Hi,Please give me a professional suggestion. Thank you very much.
I need to reinstall the operating system on 10 hosts, all with datanode, nodemanager, regionserver roles, and 10T HDFS data. The cloudera-scm-agent role is mounted on the system disk, and the HDFS data is on the special data disk. The cloudera manager version is 5.7.2, and the CDH version is 5.7.6.
The ideal operation is to reinstall two hosts at a time and redeploy coudera-scm-agent, nodemanager, regionserver, and datenode roles on the host, but reuse the HDFS data of the previous data disk, so that the normal external service of the cluster can be guaranteed and the HDFS triple replica recovery mechanism will not be triggered to ensure the cluster IO is normal.
But how do I implement my operation through cloudera manager?
The key points are as follows:
1. do I need to decommissioning the datanode, regionserver and nodemanager roles on the host?
2. how can I avoid the HDFS three replication recovery mechanism to reduce the cluster IO?
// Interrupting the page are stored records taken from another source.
PR #10341, opened 2024-11-16
chore: update contributors

bradzacher:
## Overview

This hasn't been updated in over 8 months.
Fixes the script so it does pagination properly.
This likely still won't work as our CI job because we make un-authenticated requests and the rate limit for that is 60/hour.

We'll have to figure out a way around that at some point.
For now I just used a personal token to bypass the limit so we can update this.


JoshuaKGoldberg (approved):
Yikes, did not realize this was broken at all. Thank you Brad!!

Samatta20 (commented):
Help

I hope I can get some more detailed suggestions on how to operate. Thank you！
hu,I have done it.
I would like to mention a few points.
1. The disk mount information of the host must be backed up before the host is offline (partition UUID mount information is very important), and the /etc/passwd and /etc/group files of the host must also be backed up.
2. Do not check the Unauthorization button when deleting all roles on the host from the cluster. Otherwise, you need to wait for replication and the action will become slow.
3. Shortly after DN is offline, HDFS will detect insufficient replicas and start replicating. Some configurations can be adjusted, but because I don't want to restart the cluster, there will be no modification, which will not have much impact on the operation of the cluster.
4. it is best to build local private CM, CDH and OS resources. This will greatly reduce the speed of node installation.
5. After the host reinstalls the operating system, it is necessary to mount the disk to its original location through the previously backed-up partition UUID to ensure that the data can be reused.
6. It is very important to manually add users and groups backed up before adding them on the host to ensure that the mapping relationship is the same as the original one, so that the privileges of these data can be correctly identified by HDFS again smoothly.
7. After everything goes smoothly, the HDFS DFS fsck / command can quickly check whether the replica is sufficient and stop the previous three replica recovery actions in time.
My English is not good, the expression may not be very accurate, there are problems that can continue to discuss with me.